▶ Task to carry out
Every line of the material that mentions the word "IvGolovach" should be copied out.

BEGIN

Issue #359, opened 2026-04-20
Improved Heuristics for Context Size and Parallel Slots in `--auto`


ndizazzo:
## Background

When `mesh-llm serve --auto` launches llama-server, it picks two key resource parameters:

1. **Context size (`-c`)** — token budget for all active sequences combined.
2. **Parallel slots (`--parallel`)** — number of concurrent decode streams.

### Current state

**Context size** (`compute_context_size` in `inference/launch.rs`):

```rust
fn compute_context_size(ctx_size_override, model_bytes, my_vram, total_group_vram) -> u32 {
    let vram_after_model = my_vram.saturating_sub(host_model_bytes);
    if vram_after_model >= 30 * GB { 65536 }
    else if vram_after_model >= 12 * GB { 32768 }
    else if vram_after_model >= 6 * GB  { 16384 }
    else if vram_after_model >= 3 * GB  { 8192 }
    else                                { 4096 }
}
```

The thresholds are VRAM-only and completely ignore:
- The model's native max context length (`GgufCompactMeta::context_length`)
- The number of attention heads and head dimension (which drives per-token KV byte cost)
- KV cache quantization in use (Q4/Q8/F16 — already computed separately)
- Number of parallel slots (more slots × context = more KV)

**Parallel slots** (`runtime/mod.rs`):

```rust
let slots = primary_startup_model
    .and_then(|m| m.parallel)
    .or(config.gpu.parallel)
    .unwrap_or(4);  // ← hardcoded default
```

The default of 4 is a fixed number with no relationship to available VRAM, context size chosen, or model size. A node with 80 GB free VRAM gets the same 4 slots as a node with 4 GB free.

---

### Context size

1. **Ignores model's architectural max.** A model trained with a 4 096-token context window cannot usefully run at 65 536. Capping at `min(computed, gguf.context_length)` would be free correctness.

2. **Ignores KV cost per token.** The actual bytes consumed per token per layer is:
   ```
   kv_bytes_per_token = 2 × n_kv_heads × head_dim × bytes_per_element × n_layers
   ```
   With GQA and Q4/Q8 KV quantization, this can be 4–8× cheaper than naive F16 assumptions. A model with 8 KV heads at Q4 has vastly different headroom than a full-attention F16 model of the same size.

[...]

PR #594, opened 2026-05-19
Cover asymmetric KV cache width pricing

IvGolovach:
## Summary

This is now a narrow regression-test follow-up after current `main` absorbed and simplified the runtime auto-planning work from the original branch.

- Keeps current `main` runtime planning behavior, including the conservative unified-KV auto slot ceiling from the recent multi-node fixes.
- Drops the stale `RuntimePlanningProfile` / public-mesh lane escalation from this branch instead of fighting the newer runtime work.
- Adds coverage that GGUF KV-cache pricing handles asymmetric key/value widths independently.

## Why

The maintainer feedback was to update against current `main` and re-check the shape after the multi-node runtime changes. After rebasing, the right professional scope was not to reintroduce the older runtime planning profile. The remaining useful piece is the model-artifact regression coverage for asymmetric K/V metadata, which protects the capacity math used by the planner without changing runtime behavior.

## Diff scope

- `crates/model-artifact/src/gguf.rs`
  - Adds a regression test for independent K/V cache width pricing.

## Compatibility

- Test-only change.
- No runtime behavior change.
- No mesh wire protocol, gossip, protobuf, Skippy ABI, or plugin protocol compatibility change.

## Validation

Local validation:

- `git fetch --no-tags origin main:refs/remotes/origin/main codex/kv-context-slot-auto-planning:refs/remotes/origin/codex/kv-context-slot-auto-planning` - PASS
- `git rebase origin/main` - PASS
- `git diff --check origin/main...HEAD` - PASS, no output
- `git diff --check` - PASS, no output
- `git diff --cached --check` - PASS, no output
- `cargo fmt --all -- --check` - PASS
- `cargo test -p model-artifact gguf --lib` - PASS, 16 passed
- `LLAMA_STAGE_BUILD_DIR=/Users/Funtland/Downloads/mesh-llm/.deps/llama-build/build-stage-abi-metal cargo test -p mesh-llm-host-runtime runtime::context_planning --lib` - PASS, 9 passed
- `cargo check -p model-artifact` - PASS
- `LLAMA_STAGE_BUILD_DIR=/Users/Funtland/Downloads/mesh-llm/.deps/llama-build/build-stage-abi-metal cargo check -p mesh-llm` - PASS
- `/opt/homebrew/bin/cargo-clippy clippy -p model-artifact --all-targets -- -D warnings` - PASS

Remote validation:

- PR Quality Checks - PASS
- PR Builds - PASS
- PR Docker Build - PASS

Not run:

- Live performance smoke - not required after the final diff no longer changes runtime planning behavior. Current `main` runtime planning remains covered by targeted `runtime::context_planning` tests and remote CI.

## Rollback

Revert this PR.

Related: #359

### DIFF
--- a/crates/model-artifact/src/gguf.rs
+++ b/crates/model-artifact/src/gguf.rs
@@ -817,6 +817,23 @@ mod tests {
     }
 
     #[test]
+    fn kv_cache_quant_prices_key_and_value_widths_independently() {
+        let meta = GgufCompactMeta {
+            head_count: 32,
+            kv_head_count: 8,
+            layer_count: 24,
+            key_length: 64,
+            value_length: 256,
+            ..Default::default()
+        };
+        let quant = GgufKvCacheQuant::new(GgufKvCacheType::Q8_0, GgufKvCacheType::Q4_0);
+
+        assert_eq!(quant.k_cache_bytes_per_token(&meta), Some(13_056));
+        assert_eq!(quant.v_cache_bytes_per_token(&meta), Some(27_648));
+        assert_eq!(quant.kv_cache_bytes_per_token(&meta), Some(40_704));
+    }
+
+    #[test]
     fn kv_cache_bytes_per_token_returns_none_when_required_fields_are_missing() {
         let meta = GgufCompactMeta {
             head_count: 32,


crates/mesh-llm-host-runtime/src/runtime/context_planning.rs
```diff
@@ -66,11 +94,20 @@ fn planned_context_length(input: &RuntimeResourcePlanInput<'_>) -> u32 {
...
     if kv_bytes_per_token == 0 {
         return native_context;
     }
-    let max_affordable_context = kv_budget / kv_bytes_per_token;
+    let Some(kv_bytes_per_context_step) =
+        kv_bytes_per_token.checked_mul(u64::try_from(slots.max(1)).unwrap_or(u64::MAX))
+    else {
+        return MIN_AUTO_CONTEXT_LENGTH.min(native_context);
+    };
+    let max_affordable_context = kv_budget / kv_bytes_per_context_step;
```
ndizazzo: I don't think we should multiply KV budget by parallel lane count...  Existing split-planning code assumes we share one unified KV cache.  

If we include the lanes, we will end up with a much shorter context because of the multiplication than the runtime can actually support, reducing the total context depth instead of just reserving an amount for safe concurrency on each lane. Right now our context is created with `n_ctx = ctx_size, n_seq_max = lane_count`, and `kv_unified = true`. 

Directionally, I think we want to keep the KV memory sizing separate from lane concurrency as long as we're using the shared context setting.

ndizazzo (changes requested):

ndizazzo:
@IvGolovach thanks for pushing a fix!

END

▶ Solution
IvGolovach:
@IvGolovach thanks for pushing a fix!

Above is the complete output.